Guidelines for Using the MSCK REPAIR TABLE Command

Here are some guidelines for using the MSCK REPAIR TABLE command:

  • Running MSCK REPAIR TABLE is very expensive. It consumes a large portion of system resources. Only use it to repair metadata when the metastore has gotten out of sync with the file system. For example, if you transfer data from one HDFS system to another, use MSCK REPAIR TABLE to make the Hive metastore aware of the partitions on the new HDFS. For routine partition creation, use the ALTER TABLE ... ADD PARTITION statement.
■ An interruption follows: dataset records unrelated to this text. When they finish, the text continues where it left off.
PR #2522, opened 2021-03-01
raidboss: DRS Trinity Seeker add chains

Legends0:
Chains (23: 0080) go out 3.111 seconds before Scorching hit, headmarker (1B: 01AC) appears 7.111 earlier than the hits. This is timed to when you should start moving then duration to hit(s) if you are late.

### DIFF
--- a/ui/raidboss/data/05-shb/eureka/delubrum_reginae_savage.txt
+++ b/ui/raidboss/data/05-shb/eureka/delubrum_reginae_savage.txt
@@ -56,7 +56,7 @@ hideall "--sync--"
 4105.5 "Baleful Onslaught" sync /:Trinity Seeker:5AD6:/
 4115.6 "Phantom Edge?" sync /:Trinity Seeker:5ABD:/
 4117.8 "--middle--" sync /:Trinity Seeker:5A9A:/
-4118.4 "--chains--" sync /23:0000:0000:0080:/ duration 3.1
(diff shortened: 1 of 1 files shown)


ui/raidboss/data/05-shb/eureka/delubrum_reginae_savage.txt
```diff
@@ -59,6 +56,7 @@ hideall "--sync--"
 4105.5 "Baleful Onslaught" sync /:Trinity Seeker:5AD6:/
 4115.6 "Phantom Edge?" sync /:Trinity Seeker:5ABD:/
 4117.8 "--middle--" sync /:Trinity Seeker:5A9A:/
+4118.4 "--chains--" sync /23:0000:0000:0080:/ duration 3.1
```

  • A good use of MSCK REPAIR TABLE is to repair metastore metadata after you move your data files to cloud storage, such as Amazon S3. If you are using this scenario, see Tuning Hive MSCK (Metastore Check) Performance on S3 for information about tuning MSCK REPAIR TABLE command performance in this scenario.
  • Run MSCK REPAIR TABLE as a top-level statement only. Do not run it from inside objects such as routines, compound blocks, or prepared statements.